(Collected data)
========================

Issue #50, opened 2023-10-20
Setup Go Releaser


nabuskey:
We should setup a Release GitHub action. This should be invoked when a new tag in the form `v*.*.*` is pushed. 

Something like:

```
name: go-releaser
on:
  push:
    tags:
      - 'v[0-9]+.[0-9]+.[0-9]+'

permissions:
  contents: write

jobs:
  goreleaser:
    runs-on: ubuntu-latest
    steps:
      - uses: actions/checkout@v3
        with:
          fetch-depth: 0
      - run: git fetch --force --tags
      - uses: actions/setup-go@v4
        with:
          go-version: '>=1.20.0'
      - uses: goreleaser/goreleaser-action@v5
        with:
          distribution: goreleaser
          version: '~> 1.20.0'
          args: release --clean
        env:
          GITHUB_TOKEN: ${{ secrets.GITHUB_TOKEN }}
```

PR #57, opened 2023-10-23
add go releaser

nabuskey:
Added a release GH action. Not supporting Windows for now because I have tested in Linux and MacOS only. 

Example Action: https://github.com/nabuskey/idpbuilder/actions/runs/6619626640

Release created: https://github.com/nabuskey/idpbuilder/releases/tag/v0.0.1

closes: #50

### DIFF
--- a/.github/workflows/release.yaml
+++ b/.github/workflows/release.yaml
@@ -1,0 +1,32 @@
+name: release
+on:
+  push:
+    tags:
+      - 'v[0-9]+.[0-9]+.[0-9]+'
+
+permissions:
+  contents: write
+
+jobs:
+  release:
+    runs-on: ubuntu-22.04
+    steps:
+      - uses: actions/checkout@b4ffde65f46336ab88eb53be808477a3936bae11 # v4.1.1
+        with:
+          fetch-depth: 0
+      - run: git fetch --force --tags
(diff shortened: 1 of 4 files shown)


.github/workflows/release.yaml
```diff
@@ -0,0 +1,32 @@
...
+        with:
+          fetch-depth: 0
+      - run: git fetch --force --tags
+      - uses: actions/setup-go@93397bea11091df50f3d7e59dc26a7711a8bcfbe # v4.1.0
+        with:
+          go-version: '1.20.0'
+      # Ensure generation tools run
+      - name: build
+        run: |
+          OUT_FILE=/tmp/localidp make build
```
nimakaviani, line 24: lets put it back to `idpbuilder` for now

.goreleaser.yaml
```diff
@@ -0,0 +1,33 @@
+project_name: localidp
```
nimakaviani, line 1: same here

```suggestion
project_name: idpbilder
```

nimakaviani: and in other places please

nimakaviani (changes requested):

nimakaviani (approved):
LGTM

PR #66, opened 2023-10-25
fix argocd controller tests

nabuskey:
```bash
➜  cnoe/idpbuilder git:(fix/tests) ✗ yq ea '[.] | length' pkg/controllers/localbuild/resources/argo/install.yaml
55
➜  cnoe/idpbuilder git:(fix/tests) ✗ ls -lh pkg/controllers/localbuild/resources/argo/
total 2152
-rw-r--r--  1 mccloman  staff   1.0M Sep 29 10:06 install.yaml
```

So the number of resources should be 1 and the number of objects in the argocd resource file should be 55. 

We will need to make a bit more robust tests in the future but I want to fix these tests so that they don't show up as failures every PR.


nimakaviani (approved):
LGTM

========================

= Work request =
Word for word, write out all of the entries again.

= Solution to this problem =
Issue #50, opened 2023-10-20
Setup Go Releaser


nabuskey:
We should setup a Release GitHub action. This should be invoked when a new tag in the form `v*.*.*` is pushed. 

Something like:

```
name: go-releaser
on:
  push:
    tags:
      - 'v[0-9]+.[0-9]+.[0-9]+'

permissions:
  contents: write

jobs:
  goreleaser:
    runs-on: ubuntu-latest
    steps:
      - uses: actions/checkout@v3
        with:
          fetch-depth: 0
      - run: git fetch --force --tags
      - uses: actions/setup-go@v4
        with:
          go-version: '>=1.20.0'
      - uses: goreleaser/goreleaser-action@v5
        with:
          distribution: goreleaser
          version: '~> 1.20.0'
          args: release --clean
        env:
          GITHUB_TOKEN: ${{ secrets.GITHUB_TOKEN }}
```

PR #57, opened 2023-10-23
add go releaser

nabuskey:
Added a release GH action. Not supporting Windows for now because I have tested in Linux and MacOS only. 

Example Action: https://github.com/nabuskey/idpbuilder/actions/runs/6619626640

Release created: https://github.com/nabuskey/idpbuilder/releases/tag/v0.0.1

closes: #50

### DIFF
--- a/.github/workflows/release.yaml
+++ b/.github/workflows/release.yaml
@@ -1,0 +1,32 @@
+name: release
+on:
+  push:
+    tags:
+      - 'v[0-9]+.[0-9]+.[0-9]+'
+
+permissions:
+  contents: write
+
+jobs:
+  release:
+    runs-on: ubuntu-22.04
+    steps:
+      - uses: actions/checkout@b4ffde65f46336ab88eb53be808477a3936bae11 # v4.1.1
+        with:
+          fetch-depth: 0
+      - run: git fetch --force --tags
(diff shortened: 1 of 4 files shown)


.github/workflows/release.yaml
```diff
@@ -0,0 +1,32 @@
...
+        with:
+          fetch-depth: 0
+      - run: git fetch --force --tags
+      - uses: actions/setup-go@93397bea11091df50f3d7e59dc26a7711a8bcfbe # v4.1.0
+        with:
+          go-version: '1.20.0'
+      # Ensure generation tools run
+      - name: build
+        run: |
+          OUT_FILE=/tmp/localidp make build
```
nimakaviani, line 24: lets put it back to `idpbuilder` for now

.goreleaser.yaml
```diff
@@ -0,0 +1,33 @@
+project_name: localidp
```
nimakaviani, line 1: same here

```suggestion
project_name: idpbilder
```

nimakaviani: and in other places please

nimakaviani (changes requested):

nimakaviani (approved):
LGTM

PR #66, opened 2023-10-25
fix argocd controller tests

nabuskey:
```bash
➜  cnoe/idpbuilder git:(fix/tests) ✗ yq ea '[.] | length' pkg/controllers/localbuild/resources/argo/install.yaml
55
➜  cnoe/idpbuilder git:(fix/tests) ✗ ls -lh pkg/controllers/localbuild/resources/argo/
total 2152
-rw-r--r--  1 mccloman  staff   1.0M Sep 29 10:06 install.yaml
```

So the number of resources should be 1 and the number of objects in the argocd resource file should be 55. 

We will need to make a bit more robust tests in the future but I want to fix these tests so that they don't show up as failures every PR.


nimakaviani (approved):
LGTM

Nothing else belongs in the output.